214. A method for the treatment and/or prophylaxis of Syndrome X (metabolic syndrome) or any combination of obesity, insulin resistance, dyslipidemia, impaired glucose tolerance and hypertension, the method comprising administering to a mammal in need thereof an efficient amount of a compound defined in claim 143.
215. A method for the treatment and/or prophylaxis of Type II diabetes or Non Insulin Dependent Diabetes Mellitus (NIDDM), the method comprising administering to a mammal in need thereof an efficient amount of a compound defined in claim 143.
216. A method for the treatment and/or prophylaxis of bulimia, bulimia nervosa and/or obesity, the method comprising administering to a mammal in need thereof an efficient amount of a compound defined in claim 143.
217. A method for the treatment and/or prophylaxis of depression and/or anxiety, the method comprising administering to a mammal in need thereof an efficient amount of a compound defined in claim 143.
218. A pharmaceutical composition comprising a compound as defined in claim 143, together with one or more physiologically acceptable excipients.
219. A pharmaceutical composition according to claim 218, wherein the compound is present in the form of a physiologically acceptable salt such as a salt formed between the compound and an inorganic acid such as e.g., a hydrochloride, a hydrobromide, a hydroiodide, a nitrate, a nitrite, a H3PO3 salt, a H3PO4 salt, a H2SO3 salt, a sulfate, a H2SO5 salt, or a salt formed between the compound and an organic acid such as organic acids like e.g. H2CO3, acetic acid, C2H5COOH, C3H7COOH, C4H9COOH, longer saturated or unsaturated fatty acids, (COOH)2, CH2(COOH)2, C2H4(COOH)2, C3H6(COOH)2, C4H8(COOH)2, C5H10(COOH)2, fumaric acid, maleic acid, malic acid, lactic acid, citric acid, tartaric acid, ascorbic acid, benzoic acid, salicylic acid, phthalic acid, palmoic acid, trifluoroacetic acid, p-toluenesulfonic acid, methanesulfonic acid.
220. A pharmaceutical composition according to claim 218 for enteral and/or parenteral use.
221. A pharmaceutical composition according to claim 218 for oral, buccal, rectal, nasal, topical, vaginal or ocular use.
222. A pharmaceutical composition according to claim 218 in the form of a solid, semi-solid or fluid composition.
223. A pharmaceutical composition according to claim 222 in solid form, wherein the composition is in the form of tablets such as, e.g. conventional tablets, effervescent tablets, coated tablets, melt tablets or sublingual tablets, pellets, powders, granules, or particulate material.
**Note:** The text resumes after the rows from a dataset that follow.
Issue #2610, opened 2015-05-11
Async transport thread consumes 100% of one CPU core 


nfedera:
Seen with current master (692df12) with X11 and Mac client

nfedera:
ok ... the code in the transport_client_thread is just sooooo wrong.

nfedera:
Should be fixed via #2611 and #2621

Issue #2609, opened 2015-05-11
Mac OS X native client : 100% CPU usage even when session is idle


nfedera:
Seen with current master (692df124c60ffbfdd51cd576bc3c7cf2735b712a) on OS X 10.9.5.
Does not seem to be related to a specific codec ( /rfx /gfx ...)

shattars3d:
hey I'm having trouble compiling the mac OS X version for the rdp client.. can i get some help off u?. thanks..

nfedera:
Ok the issue is related to +async-transport which is hardcoded in the mac native client.
It also happens with ```xfreerdp /v:host +async-transport```

nfedera:
Created related/root issue #2610

bmiklautz:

224. A pharmaceutical composition according to claim 222 in semi-solid form, wherein the composition is in the form of a chewing gum, an ointment, a cream, a liniment, a paste, a gel or a hydrogel.
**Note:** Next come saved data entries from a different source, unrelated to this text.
PR #2612, opened 2015-05-12
Function return bool, so lets return FALSE if 0 or TRUE if 1.

oshogbo:
Function return bool, so lets return FALSE if 0 or TRUE if 1.
Style nits.


mfleisz:
+1

hardening:
+1

bmiklautz:
@oshogbo nice catch! Thank you.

225. A pharmaceutical composition according to claim 222 in fluid form, wherein the composition is in the form of a solution, an emulsion, a suspension, a dispersion, a liposomal composition, a spray, a mixture, or a syrup.
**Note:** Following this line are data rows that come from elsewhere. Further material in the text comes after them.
PR #2770, opened 2015-07-07
Resetting frontBio after read now.

akallabeth:
Resetting the transport layer event after reading all data.
When the event is not manually reset, the client main loop transforms to a busy loop consuming lots of CPU
This bug was uncovered by #2750 which fixed events getting lost because of automatically reset events and the ```WaitForMultipleObjects``` followed by specific ```WaitForSingleObject``` calls on the bio event handle.

### DIFF
--- a/libfreerdp/core/transport.c
+++ b/libfreerdp/core/transport.c
@@ -674,7 +674,8 @@ DWORD transport_get_event_handles(rdpTransport* transport, HANDLE* events, DWORD
 	{
 		if (events && (nCount < count))
 		{
-			BIO_get_event(transport->frontBio, &events[nCount]);
+			if (BIO_get_event(transport->frontBio, &events[nCount]) != 1)
+				return 0;
 			nCount++;
 		}
 	}
@@ -749,7 +750,8 @@ int transport_check_fds(rdpTransport* transport)
 	if (!transport)
 		return -1;
 
-	BIO_get_event(transport->frontBio, &event);
+	if (BIO_get_event(transport->frontBio, &event) != 1)
+		return -1;
 
 	/**
 	 * Loop through and read all available PDUs.  Since multiple
@@ -758,6 +760,7 @@ int transport_check_fds(rdpTransport* transport)
 	 * wait for a socket to get signaled that data is available
 	 * (which may never happen).
 	 */
+	ResetEvent(event);
 	for (;;)
 	{
 		/**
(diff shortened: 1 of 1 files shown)


realjiangms:
I guess this issue already exists in Linux version because the Linux style of implementation is always 'manual reset', because in winpr/libwinpr/synch/event.c:

    if (!event->bManualReset)
    {
        WLog_ERR(TAG, "auto-reset events not yet implemented");
    }

By the way, I realize that PR #2750 miss the code for Linux:
 		ptr->hEvent = CreateFileDescriptorEvent(NULL, FALSE, FALSE, (int) ptr->socket);

Although it is equivalent to "CreateFileDescriptorEvent(NULL, TRUE, FALSE, (int) ptr->socket);" in current winpr implementation, it is wrong semantically.

akallabeth:
@realjiangms The linux path is fixed by #2765

libfreerdp/core/transport.c
```diff
@@ -744,10 +744,13 @@ int transport_check_fds(rdpTransport* transport)
 	int status;
 	int recv_status;
 	wStream* received;
+	HANDLE event;
 
 	if (!transport)
 		return -1;
 
+	BIO_get_event(transport->frontBio, &event);
```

226. A pharmaceutical composition according to claim 218 comprising a therapeutically effective amount of a compound according to claim 143.
227. A pharmaceutical composition according to claim 226, wherein the amount is from about 0.001 mg to about 1 g such as, e.g. from about 0.005 to about 750 mg, from about 0.01 to about 500 mg, from about 0.05 to about 500 mg, from about 0.1 to about 250 mg, from about 0.1 to about 100 mg or from about 0.5 to about 50 mg.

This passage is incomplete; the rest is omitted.